Python implementation of BayesENproteomics.

version 2.7.18

BayesENproteomics fits user-specified regression models of arbitrary complexity to accurately model protein and post-translational modification fold changes in label-free proteomics experiments. BayesENproteomics uses Elastic Net regularization and observation weighting based on residual size and peptide identification confidence, implemented via MCMC sampling from conditional distributions, to prevent overfitting.

If you find this method useful, please cite our manuscript.

Additonal features over BayesENproteomics proof-of-concept Matlab implementation:

  • User-customised regression models to facilitate analysis of complex (or simple) experimental setups.
  • Protein and PTM run-level quantification (in addition to linear model fold change estimates) based on summation of user-specified effects.
  • No requirement to specify which PTMs to look for, BENPPy will automatically quantify any PTMs it can find (ideal for quantifying results obtained from unconstrained peptide search engines).
  • MaxQuant and PEAKS compatibility.
  • Control group error propagation when calculating significance (Welch's t-test), if desired.
  • Option to use Bayes Factors instead of p-values, if desired.
  • Option to run multiple MCMC in parallel for each protein - may improve numerical stability and reproducibility.
  • Specify fixed and random effects.

Required libraries

BENPPy is tested on Python 3.6 and has the following dependencies:

  • NumPy
  • SciPy
  • Pandas
  • Matplotlib
  • Sci-Kit Learn

Installation

Assuming a standard Python installation with pip and git, BENPPy can be installed via:

pip install git+https://github.com/VenkMallikarjun/BENPPy

BENPPy can be imported by:

import BENPPy as bp

Usage

1. Create a new BayesENproteomics instance (new_instance) using:

::

new_instance = bp.BayesENproteomics(output_name,    # String specifying a folder name within your working directory where output files will be stored (folder will be created if it doesn't already exist).
                                    form            # Can be either 'progenesis' (default), 'peaks' or 'maxquant' to specify the peptide list input format.
                                    update_databases, # Boolean denoting whether to download new versions of UniProt and Reactome, defaults to True.
                                    )

2. Start the analysis with:

::

new_instance.doAnalysis(normalisation_peptides, # String specifying name of .csv file in format specified by 'form' containing peptides to be used for normalisation (can be the same as 'experimental_peptides').

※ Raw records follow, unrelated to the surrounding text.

PR #3666, opened 2020-06-29
Add a copy constructor to InputState

smoogipoo:
Noticed while updating osu!-side dependencies that:
1. `touch` was injected before `joystick` - build-time error.
2. `midi` wasn't passed through.

It's not a huge deal, but it's probably safer for the user to be able to specify the `InputState` to be copied from.

### DIFF
--- a/osu.Framework/Input/States/InputState.cs
+++ b/osu.Framework/Input/States/InputState.cs
@@ -3,14 +3,53 @@
 
 namespace osu.Framework.Input.States
 {
+    /// <summary>
+    /// An object that stores all input states.
+    /// </summary>
     public class InputState
     {
+        /// <summary>
+        /// The mouse state.
+        /// </summary>
         public readonly MouseState Mouse;
+
+        /// <summary>
+        /// The keyboard state.
+        /// </summary>
         public readonly KeyboardState Keyboard;
+
+        /// <summary>
+        /// The touch state.
+        /// </summary>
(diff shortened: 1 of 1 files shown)


osu.Framework/Input/States/InputState.cs
```diff
@@ -3,14 +3,53 @@
...
+        /// The midi state.
+        /// </summary>
         public readonly MidiState Midi;
 
+        /// <summary>
+        /// Creates a new <see cref="InputState"/> using the individual input states from another <see cref="InputState"/>.
+        /// </summary>
+        /// <param name="other">The <see cref="InputState"/> to take the individual input states from.</param>
+        public InputState(InputState other)
+            : this(other.Mouse, other.Keyboard, other.Touch, other.Joystick, other.Midi)
```
frenzibyte, line 41: This would references those input states from `other` as they all are reference types (classes), is that intended?

smoogipoo: Yeah it is intended, since the use case is something like:

https://github.com/ppy/osu/blob/db1d02cb0f16abca8f516f4c450d667b28b226f3/osu.Game/Rulesets/UI/RulesetInputManager.cs#L45-L49

peppy: i'd say it's worth explicitly mentioning this in the xmldoc for clarity.

"Note that input states are referenced, not copied."

PR #3670, opened 2020-07-01
Make OnTouchMove() return void instead of bool

frenzibyte:
Should've been like this since we're propagating the move event to the `ButtonDownInputQueue`, same as how in dragging `DragEvent` is not handleable/blockable.

Also slightly fixes incorrect provided XMLDoc.


osu.Framework/Graphics/Drawable.cs
```diff
@@ -2222,17 +2223,16 @@ public bool TriggerEvent(UIEvent e)
         /// An event that occurs every time an active <see cref="Touch"/> has moved while hovering this <see cref="Drawable"/>.
         /// </summary>
         /// <remarks>
-        /// This will only be invoked on the <see cref="Drawable"/> that returned <code>true</code> from a previous <see cref="OnTouchDown"/> invocation.
+        /// This is guaranteed to be invoked if <see cref="OnTouchDown"/> was invoked.
```
peppy, line 2226: Does this imply it will *not* be invoked if `OnTouchDown` was not handled?

frenzibyte: The new XMLDoc matches up with the rest of the event handlers that have the same behaviour as this one (check `OnDrag`, and `OnKeyUp` as an example), I believe there is a task added to the documentation issue thread tracking the clarity of the XMLDocs attached here, so I believe to at least fix this rather than keeping it even wronger (yes if you read the old one, it's clearly incorrect).

peppy: Matching incorrect documentation should not be something we do. Let's make it understandable here as a starting point.

smoogipoo: Rather than incorrect documentation, it's documentation that could be worded better but is currently consistent.
As it is I'm fine with this documentation because it is consistent, so if you're suggesting something like that I'd really hope you provide an example of how the two documentations should read. I've said it before and I'll say it here again, the two types of documentation are of the form:
1. "guaranteed to be invoked if X was invoked"
2. "only invoked on the drawable that returned true from a previous X"

smoogipoo: With that being said, is this really "guaranteed"? If a user touches but doesn't move, will an `OnTouchMove` event be propagated? If not this should be worded more like "can only be invoked ...", similar to `OnClick()`.

peppy: Exactly, which is *almost* what the old documentation already said, right?

smoogipoo: Almost except for the returned true part, sure.

frenzibyte: Yeah just like any up events, they all have the "guaranteed" documentation while they're not really guaranteed.

smoogipoo: Do you have an example where up events are not guaranteed? That sounds like a huge bug if so.

frenzibyte: Oh, I actually misunderstood what you meant above, nevermind.

frenzibyte: @peppy I didn't get that you were referring to that case in particular, I've pushed an improvement, please check if it's correct now.

PR #3676, opened 2020-07-01
Perform mouse-from-touch input only when no drawable handled the touch

### LINKED ISSUE #3667: Primary touch and mouse down events can trigger on different drawables

frenzibyte:
- [x] Depends on #3675 (for fixing pass-through input manager)
- [x] Depends on #3670 (for addition of `HeldDrawable` to make sense)
- [x] Depends on #3755 

Refrain from producing mouse-from-touch input if there was actually a drawable handling the touch, this will resolve the issue where mouse events can potentially be handled by another drawable if the original touch event was handled. Sounds more logical not to produce mouse input as it is useless for the entire hierarchy anyways.

Now each input manager would start producing their own mouse-from-touch input instead of propagating from parent, this would allow each to propagate their touch events, and determine properly whether their hierarchy should have mouse input produced for them or not. (as the `TestScenePassThroughInputManager.TestMouseTouchProductionOnPassThrough` shows)

Closes #3667


smoogipoo:
As mentioned previously, is there a reason this was implemented as a property rather than an interface? It may be slightly harder to implement but I think it's worthwhile... If we want to add additional properties (such as perhaps the touch source, if we maybe allow multiple touches to do this in the future, etc), I wouldn't want to pollute `MouseEvent` with that sort of information.

peppy:
@frenzibyte wanna bring this up-to-date? not sure about the "passthroughinputmanager fix" you mention and if it is relevant.

frenzibyte:
Conflicts resolved, the "`PassThroughInputManager` fix" is that each pass-through input manager should now produce its own mouse-from-touch input to its input queue, this seems to be the correct way for each pass-through to propagate mouse-from-touch events (pass touch event to input queue, if no one handled touch, produce mouse-from-touch input for them); https://github.com/ppy/osu-framework/pull/3676/commits/aa8daca93b094af214c10149f2ab4fb1f9e86811 adds test coverage to that fix.

osu.Framework/Input/InputManager.cs
```diff
@@ -638,8 +638,20 @@ public virtual void HandleInputStateChange(InputStateChangeEvent inputStateChang
...
                     HandleTouchStateChange(touchChange);
-                    HandleMouseTouchStateChange(touchChange);
+
+                    touchHandled |= manager.HeldDrawable != null;
+
+                    // Produce mouse input if no drawable in the input queue has handled this touch event,
+                    // done for compatibility with components that do not handle multi-touching.
+                    if (!touchHandled)
+                        HandleMouseTouchStateChange(touchChange);
+
```
peppy, line 654: This is *really* weirdly structured. `GetButtonEventManagerFor` is called outside of and inside of `HandleTouchStateChange`, which is only ever used here.

osu.Framework/Input/PassThroughInputManager.cs
```diff
@@ -78,19 +77,15 @@ protected override List<IInput> GetPendingInputs()
             return pendingInputs;
         }
 
-        protected override bool HandleMouseTouchStateChange(TouchStateChangeEvent e)
-        {
-            // The parent manager will propagate mouse events from latest moved touch input if we are using it.
```
peppy, line 83: reasoning for removing this? every `PassThroughInputManager` is now doing the mapping logic?

osu.Framework/Input/TouchEventManager.cs
```diff
@@ -17,6 +17,12 @@ public class TouchEventManager : ButtonEventManager<TouchSource>
     {
         protected Vector2? TouchDownPosition;
 
+        /// <summary>
+        /// The drawable from the input queue that handled a <see cref="TouchEvent"/> corresponding to this touch source.
+        /// Null when no drawable has handled a touch event or the touch is not yet active / has been deactivated.
+        /// </summary>
+        public Drawable HeldDrawable { get; protected set; }
```
peppy, line 24: if we do choose to keep this (i'm hoping we don't need to) it should be private set and have "last" in its name, since it's only storing the last.

if it's guaranteed to only be one ever, that should be asserted.

osu.Framework/Input/PassThroughInputManager.cs
```diff
@@ -78,19 +77,15 @@ protected override List<IInput> GetPendingInputs()
...
-
-            return base.HandleMouseTouchStateChange(e);
-        }
-
         protected override bool Handle(UIEvent e)
         {
             if (!UseParentInput) return false;
 
+            // Don't handle mouse events sourced from touches, we may have a
+            // child drawable handling actual touches, we will produce one ourselves.
```
peppy, line 85: i don't understand this line (the "may have a child" part)

frenzibyte: I keep mixing myself between saying `children` and `input queue`, I guess saying `we may have a drawable in our input queue handling touch events` would make it understandable?

osu.Framework/Input/PassThroughInputManager.cs
frenzibyte: Yes, as the comment added in blocking mouse-from-touch events states, every `PassThroughInputManager` should do the mapping to ensure that each input queue of a `PassThroughInputManager` would receive mouse when none of them handle touch events.

osu.Framework/Input/InputManager.cs
frenzibyte: Not sure I see why this is weird, I would need to check if the touch event manager corresponding to the source of the changed touch has propagated a touch event and a drawable handled it, if the manager couldn't find a drawable handling the touch, then a mouse input would be propagated.

I'm listening to any suggestion that would make this logic more nicer as this is the best I could do.

osu.Framework/Input/TouchEventManager.cs
frenzibyte: I tried to expose a variable that would be legible to expose and would benefit in finding whether a `TouchEventManager` has propagated a down touch and a drawable has handled it. (just like `MouseButtonEventManager.ClickedDrawable` is exposed and the click event is propagated exactly the same as how touch downs are propagated)

I'm fine with it being `private set;` (although `ClickedDrawable` and `DraggedDrawable` are settable from `protected` access).

Not sure about making it having "last" as the variable is immediately set to `null` when the touch is up.

osu.Framework/Input/PassThroughInputManager.cs
peppy: we generally avoid using "we" in osu-framework xmldoc/comments as it is confusing

frenzibyte: If that's the case then sure

osu.Framework/Input/InputManager.cs
peppy: @smoogipoo can you take a look at this? not sure if there's a better way to structure this without polluting the call stack.

at very least need confirmation whether you're happy with this method of touch detection.

smoogipoo: I think it's fine, but I find the readability to be a bit lacking... Maybe it should be split into two bools instead?
```csharp
bool wasHolding = manager.HeldDrawable != null;

HandleTouchStateChange();

bool isHolding = manager.HeldDrawable != null;

if (wasHolding != isHolding)
    HandleMouseTuchStateChange();
```

peppy: That's changing the logic, is that intentional?

smoogipoo: Not intentional. I think `!wasHolding && !isHolding` is what's intended here.

PR #3679, opened 2020-07-03
Add iOS multitouch support

peppy:


osu.Framework.iOS/Input/IOSTouchHandler.cs
```diff
@@ -32,18 +36,18 @@ private void handleTouches(NSSet obj, UIEvent evt)
                 handleUITouch((UITouch)t, evt);
         }
 
+        private UITouch[] activeTouches = new UITouch[10];
```
smoogipoo, line 39:
```suggestion
        private UITouch[] activeTouches = new UITouch[max_touches];
```

osu.Framework.iOS/Input/IOSTouchHandler.cs
```diff
@@ -14,6 +16,8 @@ namespace osu.Framework.iOS.Input
 {
     public class IOSTouchHandler : InputHandler
     {
+        private const int max_touches = 10; // should match TouchSource enum count.
```
smoogipoo, line 19: `TouchState.MAX_TOUCH_COUNT`

osu.Framework.iOS/Input/IOSTouchHandler.cs
```diff
@@ -69,22 +73,62 @@ private void handleUITouch(UITouch touch, UIEvent e)
...
+
+            for (int i = 0; i < activeTouches.Length; i++)
+            {
+                if (activeTouches[i] != null) continue;
+
+                activeTouches[i] = touch;
+                return (TouchSource)i;
+            }
+
+            throw new InvalidOperationException("Too many touches");
```
smoogipoo, line 116: I'm not sure about this. Is there any documentation that iOS only supports/only every will support up to 10 touches? Some rudimentary research shows people claiming 11 for iPad's, some claim up to 17...

https://developer.apple.com/forums/thread/17606 https://mattgemmell.com/ipad-multi-touch/

Maybe the touch should be discarded instead of hard throwing?

peppy: Wow, that's new. It used to be hard-capped at 10. Will discard for now.

peppy: Have tested with >10 touches. It will ignore the extra touches until one becomes available, at which point it will assign and track it from that point as a fresh touch. Does that sound OK?

smoogipoo: Sounds fine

Assumes values are not logged.
                        experimental_peptides,  # String specifying name of .csv file in format specified by 'form' containing peptides to be used in quantitation. Assumes values are not logged.
                        organism,               # String specifying organism name. Can be 'human', 'mouse' or any UniProt proteome ID.
                        othermains_bysample,    # String specifying name of .csv file specifying additional main effects, with levels specified for each sample, to be included in model fitting. Defaults to ''.
                        othermains_bypeptide,   # String specifying name of .csv file specifying additional main effects, with levels specified for each peptide, to be included in model fitting. Defaults to ''.
                        otherinteractors,       # Dictionary specifying additional interacting parameters (E.g. {'Interactor1':'Interactor2','Interactor1':'Interactor3'}). Order of interactors does not matter. Defaults to {'Peptide':'Group'}. Specify {} to remove default peptide:treatment interactions.
                        regression_method,      # Can be either 'protein' (default) to fit separate models for each protein, or 'dataset' to fit a single model for entire dataset (depreciated).
                        normalisation_method,   # Can be either 'median' (default) to normalise by median subtraction following log transformation, or 'none' to perform no normalisation.
                        pepmin,                 # Scalar specifying minimum number of peptides to fit a model for a protein. Proteins with fewer than pepmin peptides will be ignored. Defaults to 3.
                        ProteinGrouping,        # If ProteinGrouping is set to True, will treat all proteins with the same gene name as a single entity using all available peptides, otherwise each one will be calculated separately.
                        peptide_BHFDR,          # Scalar FDR cutoff employed to filter peptides before analysis. Defaults to 0.2.
                        nDB,                    # Scalar denoting number of databases used. Only modify this value if using earlier versions of Progenesis (<3.0). Defaults to 1.
                        incSubject,             # Bool denoting whether or not to include subject/run terms in model to be fit. Defaults to False.
                        subQuantadd,            # List of strings denoting which parameters to add to the 'Treatment' values to give subject-level quantification. Defaults to [''].
                        random_effects,         # List of strings denoting which effects will be sampled from a Gaussian with a mean of 0. E.g. ['Peptide','Donor']. Defaults to ['All'].
                        nChains,                # Integer denoting how many chains to run for each protein. Chains are run in parallel. Defaults to 3.
                        impute,                 # String denoting which imputation method to use. Accepts either 'ami' (Adaptive Multiple Imputation; default) or 'dgd' (Down-shifted Gaussian Distribution imputation).
                        reassign_unreviewed,    # Bool denoting whether to reassign peptides from unreviewed proteins to most abundant (by peptide number) reviewed protein if sequences match. Defaults to True.
                        continuousvars          # List denoting which variables contained in othermains_bysample or othermains_bypeptide are continuous. By default all variables are encoded as categorical.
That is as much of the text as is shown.